Better bitmap performance with Roaring bitmaps

这篇文章对标的两个实现是：WAH以及CONCISE. 两者的实现思路都差不多，都是将n个bits进行压缩，压缩单元为word(假设w个bits). WAH实现方式是，一个word里面只使用w-1bits, msb用来标记这个word属性：0 的话就表示literal word, 1的话下一个bit表示具体值，剩下的(w-2)bits表示长度，类似RLE的方法。CONCISE在这个基础上做了点改进，就是允许增加一个flip word，以便更好应对偶然的flip bit情况。

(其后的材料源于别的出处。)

PR #3989, opened 2020-05-22
Fixed BSON too large when unassociating in large repos

midnightercz:
When unassociating from large repos, to connect repo unit with content unit
pulp queries all units in the repository and then query content units
according to the unit filters + _id in <list-of-ids> returned by query to
repo units. If this <list-of-ids> is too large, mongo will fail with
BSON document too large error.
This commit changes the approach of querying the db. First
unit_type ids are gathered from the query. Then for every unit type
appropriate collection is queried for the content units. For found
content units are queried repo units based on unit _ids.

closes #6806

### DIFF
--- a/server/pulp/server/controllers/repository.py
+++ b/server/pulp/server/controllers/repository.py
@@ -1,5 +1,5 @@
 from gettext import gettext as _
-from itertools import chain
+from itertools import chain, izip_longest
 import copy
 import logging
 import os
@@ -222,27 +222,31 @@ def find_repo_content_units(
 
     for unit_type, unit_ids in type_map.iteritems():
         _model = plugin_api.get_unit_model_by_id(unit_type)
-        qs = _model.objects(q_obj=units_q, __raw__={'_id': {'$in': list(unit_ids)}})
-        if unit_fields:
-            qs = qs.only(*unit_fields)
+        for ids_chunk in izip_longest(*[iter(unit_ids)] * 1000):
+            ids_chunk = filter(lambda x: x, ids_chunk)
 
-        for unit in qs:
-            if skip and skip_count < skip:
-                skip_count += 1
-                continue
+            qs = _model.objects(q_obj=units_q,
+                                __raw__={'_id': {'$in': list(ids_chunk)}})
+            if unit_fields:
+                qs = qs.only(*unit_fields)
 
-            if yield_content_unit:
-                yield unit
-            else:
-                cu = content_units[unit_type][unit.id]
-                cu.unit = unit
-                yield cu
+            for unit in qs:
+                if skip and skip_count < skip:
+                    skip_count += 1
+                    continue
 
-            if limit:
-                if yield_count >= limit:
-                    return
+                if yield_content_unit:
+                    yield unit
+                else:
+                    cu = content_units[unit_type][unit.id]
+                    cu.unit = unit
+                    yield cu
 
-            yield_count += 1
+                if limit:
+                    if yield_count >= limit:
+                        return
+
+                yield_count += 1
 
 
 def find_units_not_downloaded(repo_id):
--- a/server/pulp/server/controllers/repository.py
+++ b/server/pulp/server/controllers/repository.py
@@ -222,6 +222,12 @@ def find_repo_content_units(
 
     for unit_type, unit_ids in type_map.iteritems():
         _model = plugin_api.get_unit_model_by_id(unit_type)
+        # do chunks with izip_longest which zips together passed arguments
+        # so from x1,x2,x3 ... xn arguments it returns [x1[0],x2[0],x3[0],..xn[0]] every iteration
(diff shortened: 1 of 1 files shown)


ipanova (commented):
This looks reasonable, but i would benefit from more reviewers @goosemania

ipanova:
@midnightercz have you run pulp-smash against these changes?

midnightercz:
I haven't. Also I forgot to CC our guys here as I promised
@chandwanitulsi  @querti @lipoja @JayZ12138 
please review

ggainey:
@midnightercz I've been looking at this PR today and running it thru the pulp-smash tests. In my dev-env, against 2-master I get **failures=3, errors=1**; with the PR, I am seeing **failures=10, errors=79**, with a lot of the failures being 'too many values to unpack' from associate_from_repo(). I suspect there is some problem that, once fixed, will clean up a lot of tests, but I haven't figured it out yet.

I attached the output from running the following pulp_smash invocation against this PR checked out against 2-master:

`time python3 -m unittest discover pulp_2_tests.tests.rpm.api_v2 |& tee bson-too-large-fix.txt`

to the issue as `bson-too-large-fix.txt.gz`

server/pulp/server/controllers/repository.py
```diff
@@ -205,26 +205,35 @@ def find_repo_content_units(
...
 
     for repo_content_unit in qs:
-        id_set = type_map.setdefault(repo_content_unit.unit_type_id, set())
-        id_set.add(repo_content_unit.unit_id)
-        content_unit_set = content_units.setdefault(repo_content_unit.unit_type_id, dict())
-        content_unit_set[repo_content_unit.unit_id] = repo_content_unit
+        type_list.append(repo_content_unit["_id"])
 
-    for unit_type, unit_ids in type_map.iteritems():
+    for unit_type, unit_ids in type_list:
```
midnightercz: @ggainey  Hi, I'm still in process of setuping pulp and pulp-smash. I assume the error could be caused by this line which I forgot to change properly.

Would it be possible to fix this and run pulp-smash on your side?

ggainey: Can do - will take a little while, my computer greeted me this morning by hard-locking and had to be rebooted, so it's going to take a few minutes to get everything working again :) Will comment here with results

ggainey: Ah, I see - yeah, get me a patch and I can re-run!

midnightercz:
```suggestion
    for unit_type in type_list:
```

ggainey: Much better - we're down to `FAILED (failures=13, errors=14, skipped=16)`. Added test-output to the issue as `midnightercz-bson-too-large-fix-changed.txt.gz`

You def want to be firing up pulp-smash for yourself - see https://pulp-2-tests.readthedocs.io/en/latest/ for details.

midnightercz:
I realized my previous patch could not have work. So I forced pushed new patch. Also I tested with pulp_smash however in middle of test - I assume after some test which requires restarting of workers - it starts failing due unable to connect to the server. @ggainey can I ask for you assistance with running pulp_smash on the new patch?

ggainey:
@midnightercz I will try to get to retesting this #soon - will let you know results when I have them.

ggainey:
@midnightercz My Pulp2 environment is broken - will have to take another shot at this on Mon/Tues.

ggainey:
@midnightercz or maybe tonight instead of Monday.

Current state looks **much** better - we now match the "FAILED (failures=3, errors=1, skipped=16)" I get just running against master. Do keep working on being able to run pulp_smash in your own env though - it catches a lot of problems.

@ipanova -  current state of the commit passes pulp_smash, but prob needs a re-review for changes.

ipanova:
thanks, i will take a look!

server/pulp/server/controllers/repository.py
```diff
@@ -222,27 +222,31 @@ def find_repo_content_units(
...
-                cu = content_units[unit_type][unit.id]
-                cu.unit = unit
-                yield cu
-
-            if limit:
-                if yield_count >= limit:
-                    return
-
-            yield_count += 1
+        for ids_chunk in izip_longest(*[iter(unit_ids)] * 1000):
```
midnightercz, line 231:
```suggestion
        # do chunks with izip_longest which zips together passed arguments
        # so from x1,x2,x3 ... xn arguments it returns [x1[0],x2[0],x3[0],..xn[0]] every iteration
        # until there's item at least in one of the x. Passing arugments as iter() * X will produces
        # zipping from same iterator object thus iterating over the same source.
        # So putting everything together behaves as source [x1,x2,x3,x4,...] is splitted
        # into chunks of size 1000
        for ids_chunk in izip_longest(*[iter(unit_ids)] * 1000):
```

ipanova (approved):

mdellweg (approved):

PR #3990, opened 2020-05-28
Fix regression of #6387

hao-yu:
Regenerate applicability task and retrieve applicability request
are not using the same all_profiles_hash to save and lookup the
repo profile applicability.

closes: #6851
https://pulp.plan.io/issues/6851

### DIFF
--- a/server/pulp/server/db/model/consumer.py
+++ b/server/pulp/server/db/model/consumer.py
@@ -277,9 +277,7 @@ class UnitProfile(Model):
     """
 
     collection_name = 'consumer_unit_profiles'
-    unique_indices = (
-        ('consumer_id', 'content_type'),
-    )
+    unique_indices = Model.unique_indices + (('consumer_id', 'content_type'),)
 
     def __init__(self, consumer_id, content_type, profile, profile_hash=None):
         """
--- a/server/pulp/server/managers/consumer/applicability.py
+++ b/server/pulp/server/managers/consumer/applicability.py
@@ -703,7 +703,7 @@ def _add_profiles_to_consumer_map_and_get_hashes(consumer_ids, consumer_map):
     :rtype:              list
     """
     profiles = UnitProfile.get_collection().find(
-        {'consumer_id': {'$in': consumer_ids}},
+        {'consumer_id': {'$in': consumer_ids}, 'profile': {'$ne': []}},
         projection=['consumer_id', 'profile_hash'])
     all_profiles_hashes = set()
     for p in profiles:


ianballou (commented):
I've recommended this PR as a quick fix for some users who are having applicability issues.  Looks like it's worked for one of them so far: https://community.theforeman.org/t/katello-3-15-doesnt-show-available-package-updates-anymore/18948/64

server/pulp/server/db/model/consumer.py
```diff
@@ -279,6 +279,7 @@ class UnitProfile(Model):
     collection_name = 'consumer_unit_profiles'
     unique_indices = (
         ('consumer_id', 'content_type'),
+        ('id'),
```
goosemania: @hao-yu , could you elaborate why it is needed?
I believe all models have a unique index for ids https://github.com/pulp/pulp/blob/2-master/server/pulp/server/db/model/base.py#L56

server/pulp/server/managers/consumer/applicability.py
```diff
@@ -344,7 +345,7 @@ def _get_consumer_profile_map(consumer_ids):
 
         # Get all unit profiles associated with given consumers
         unit_profile_criteria = Criteria(
-            filters={'consumer_id': {'$in': consumer_ids}, 'profile': {'$ne': []}},
+            filters={'consumer_id': {'$in': consumer_ids}},
```
goosemania: Do I understand correctly that, alternatively, you could have kept it here and add the` 'profile': {'$ne': []}` to the applicability retrieval part https://github.com/pulp/pulp/pull/3990/files#diff-497c4c3e2dfb13249190d0776ea94a5eL706?

I believe filtering out the empty profile works well the way you suggested, we just carry them and filter out at the last moment. FWIW, The goal was to get rid of them at early stages.

Thanks for the patch! I'm asking more to check my understanding of the problem. No need to fix this part.

goosemania (changes requested):
Please remove the id from the indices, I believe it's not necessary to have it there.

hao-yu:
Can you double check if the "id" index is really not needed here? I added it because I found that the id index is missing from the "consumer_unit_profiles" and explain() shows that the query is using colscan without the id index.

Please note that it is the "id" index not the "_id" index which is the default.

server/pulp/server/managers/consumer/applicability.py
goosemania: @hao-yu , actually, thinking more about it... Right now applicability is calculated for `all_profile_hash` which does not include an empty profile. So your fix wouldn't help to retrieve already calculated applicability. User will need to retrigger applicability calculation. 
If we fix the retrieval part, the `all_profile_hash` will be calculated correctly and users will get the already calculated applicability for consumers.

Secondly, someone might clean up consumer empty profiles (I saw support folks doing that) and that will make applicability not being retrieved if it's not recalculated for the same issue as we see now.

It seems that it's safer to fix the retrieval part https://github.com/pulp/pulp/pull/3990/files#diff-497c4c3e2dfb13249190d0776ea94a5eL706.

What do you think? Any flaw in my logic?
Let me know if my comment is unclear, the topic is complicated and not easy to follow :/

server/pulp/server/db/model/consumer.py
goosemania: The class rewrites indices, rather than extending them.
Could you extend the parent indices to make it as it was supposed to be? Thanks.
`unique_indices = Model.unique_indices + (('consumer_id', 'content_type'),)`

goosemania:
@hao-yu , checked on my installation, no index :/ 
Clearly (now), it's a bug, because parent class indices are not used. Commented on the corresponding line.

hao-yu:
@goosemania  done!

goosemania:
@hao-yu , thank you! Do you agree with the suggested logic? And do you have a reproducer to test since katello had troubles to reproduce the issue in the first place.

goosemania (approved):

hao-yu:
@goosemania 
1) Yeah, i agree with your suggestion and I also explained above. 
2) Sorry, my foreman reproducer is in my laptop.

I think you should be able to reproduce the issue through the below steps:
1) Install/Revert the Pulp version before the regression. 
2) Calculate the applicability for a rhel 7 consumer
3) Retrieve the applicability for consumer should return the correct result.
4) Upgrade Pulp to the latest version which has the regression commit.
5) Retrieve the applicability for consumer should get empty result.
6) Patch this commit and retrieve the applicability for consumer should get correct result.

Let me know if you have any question.

goosemania:
Thanks a lot!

Most of the recently proposed compressed bitmap formats are derived from Oracle’s BBC [2] and use run-length encoding (RLE) for compression: WAH [3], Concise [1], EWAH [4], COMPAX [5], VLC [6], VAL-WAH [7], etc. Wu et al.’s WAH is probably the best known. WAH divides a bitmap of n bits into n/w-1 words of w−1 bits, where w is a convenient word length (e.g., w=32). w−1 WAH distinguishes between two types of words: words made of just w − 1 ones (11· · · 1) or just w − 1 zeros (00· · · 0), are fill words, whereas words containing a mix of zeros and ones (e.g., 101110· · · 1) are literal words. Literal words are stored using w bits: the most significant bit is set to zero and the remaining bits store the heterogeneous w − 1 bits. Sequences of homogeneous fill words (all ones or all zeros) are also stored using w bits: the most significant bit is set to 1, the second most significant bit indicates the bit value of the homogeneous word sequence, while the remaining w − 2 bits store the run length of the homogeneous word sequence.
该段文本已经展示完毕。